One distinctive property of the data is that it is not very continuous. This is due to the bad frequency resolution of the relatively short time Fourier transform used in the preprocessing.
The same data set was used with the static NFA model in [25]. The part used in these experiments consisted of spectrograms of 24 individual words, spoken by 20 different speakers. The preprocessed data consisted of 2547 spectrogram vectors with 30 components.
|
For studying the dimensionality of the data, linear and nonlinear factor analysis were applied to the data. The results are shown in Figure 7.2. All the NFA experiments used an MLP network with 30 hidden neurons. The data manifold is clearly nonlinear, because nonlinear factor analysis is able to explain it equally well with fewer components than linear factor analysis. The difference is especially clear when the number of components is relatively small.
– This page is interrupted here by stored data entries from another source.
Issue #8134, opened 2017-10-14
Package request


alexey-nemovff:
Would love to have this packages within the void linux repos to have a better experience with this amazing distro:
- waterfox
- transcode
- pale moon
- remmina
- syncthing-gtk
- mediainfo-gtk

cr6git:
- waterfox => [#8186](https://github.com/voidlinux/void-packages/pull/8186)

chneukirchen:
Remaining package is at https://bitbucket.org/france/transcode-tcforge

PR #8186, opened 2017-10-15
New package: waterfox 55.2.2

cr6git:
Package request [#8134](https://github.com/voidlinux/void-packages/issues/8134).


cr6git:
When I reread [this comment](https://github.com/voidlinux/void-packages/pull/7418#issuecomment-323376543) I think it's not necessary, `waterfox` will never be merged.

PR #8188, opened 2017-10-15
New package: perl-Sort-Versions-1.62

WantToHelp:


WantToHelp:
Travis is failing because the repo mirror is timing out.

cr6git:
All the builds failed today. 😢

WantToHelp:
It seems to be the same mirror causing issues for the other builds as well.

PR #8206, opened 2017-10-16
perl-rename: use vbin instead of vinstall

maxice8:


srcpkgs/perl-rename/template
```diff
@@ -18,5 +18,5 @@ depends="${hostmakedepends}"
 
 do_install() {
 	vinstall blib/man1/rename.1p 644 /usr/share/man/man1/ perl-rename.1p
```
asergi: `vman blib/man1/rename.1p perl-rename.1p`

srcpkgs/perl-rename/template
```diff
@@ -17,6 +17,6 @@ makedepends="${hostmakedepends}"
 depends="${hostmakedepends}"
 
 do_install() {
-	vinstall blib/man1/rename.1p 644 /usr/share/man/man1/ perl-rename.1p
-	vinstall bin/rename 755 /usr/bin/ perl-rename
+	vman blib/man1/rename.1p perl-rename.1
```
asergi: `s/perl-rename.1/perl-rename.1p/`

PR #8210, opened 2017-10-16
nautilus-CopyAgent: remove broken symlink to CopyAgent

cr6git:
`CopyAgent` does not exist.


asergi:
And `caja-CopyAgent` too. Follow up on #8070.

PR #8256, opened 2017-10-17
wine: add x86_64 target

Nicop06:
I tried to run a Steam game using wine64 and it works perfectly.


Sir-Boops:
>64-bit Wine built without 32-bit support will not be able to run ANY 32-bit applications - [src](https://wiki.winehq.org/Building_Wine#Shared_WoW64)

There are still alot of 32 bit windows programs out there

cr6git:
@Sir-Boops Very precise documentation!

Nicop06:
It should work using `WINEARCH`. The only inconvenient is that you can't have both 32 bits and 64 bits applications installed. What I do is that I install each application in a different wine folder and I create a script to run my applications:

```
export WINEARCH=win32
export WINEPREFIX=~/.wineprefix/my_application
wine ./setup.exe
echo -e "#!/bin/sh\nWINEARCH=win32 WINEPREFIX=~/.wineprefix/my_application wine /path/to/my_application.exe" > ~/bin/run_my_application.sh
chmod +x ~/bin/run_my_application.sh
```

I mostly use wine for Windows games.

Also, I noticed that I have a 64 bits wine running Steam for Windows and I could successfully run all the games I have, some of them being pretty old. But maybe they are 64 bits game, although Steam is installed in the `Program Files (x86)` directory. I will do more tests to confirm that 32 bits applications cannot run in wine64.

But I believe that it's better to be able to run 64 and 32 bit binaries alongside with this setup than only 32 bits binaries. And why not support WOW64 in the near future.

Sir-Boops:
You _could_ install both it's just a very dirty way of getting it to work.

> And why not support WOW64 in the near future.

It's a problem with XBPS iitself as to compile multilib wine you need both 64 and 32 bit packages but XBPS does not have the ability to cleanly pull multilib packages in.

Nicop06:
I just ran some tests and having both version the way I did it does not work. I was lucky as the way I installed wine (32 bits version then 64 bits version) worked. Although, some files are included in both versions, and I am surprised that XBPS didn't warn me before overwriting the files...

But ignoring this, with both versions of wine installed I am actually able to run 32 bits programs in a 64 bits wine installation. That explains why Steam is running.

I do want to do it cleanly and I am open to suggestions. I just checked how other distributions are doing it and here is what I found:
* Gentoo is using 2 versions of wine as [portage does not support WOW64](https://gitweb.gentoo.org/repo/gentoo.git/tree/app-emulation/wine/wine-2.3.ebuild#n484)
* Arch Linux [is using the --with-wine64](https://git.archlinux.org/svntogit/community.git/tree/trunk/PKGBUILD?h=packages/wine#n141)

Which way do you prefer? It seems that the Gentoo way would be easiest right now considering what you said about XBPS and multilib. I could check mainstream distributions too if needed. 

Anyway, I do believe that having wine 64 would benefit to people using wine for some games and some productivity tools as it will give them performance improvement. But it seems that you don't want to have a 64 bits wine running in Void and I can't understand why.

Sir-Boops:
Arch is doing the multilib setup using 32bit libs, So you'll have to try doing it that same way Gentoo is.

Even though the analysis only uses static models, it can be used to estimate a lower bound for the number of continuous hidden states used in the experiments with dynamical models.
|
|
A small segment of the original data and its reconstructions with eight nonlinear and linear components are shown in Figure 7.3. The reconstructed spectrograms are somewhat smoother than the original ones. Still, all the discriminative features of the original spectrum are well preserved in the nonlinear reconstruction. This means that the dropped components mostly correspond to noise. The linear reconstruction is not as good, especially at the beginning.
The extracted nonlinear factors, rotated with linear ICA, are shown in Figure 7.4. They seem rather smooth so it seems plausible that the dynamic models would be able to model the data better. The representation of the data given by the nonlinear factors seems, however, somewhat more difficult to interpret. It is rather difficult to see how the different factors affect the predicted outputs.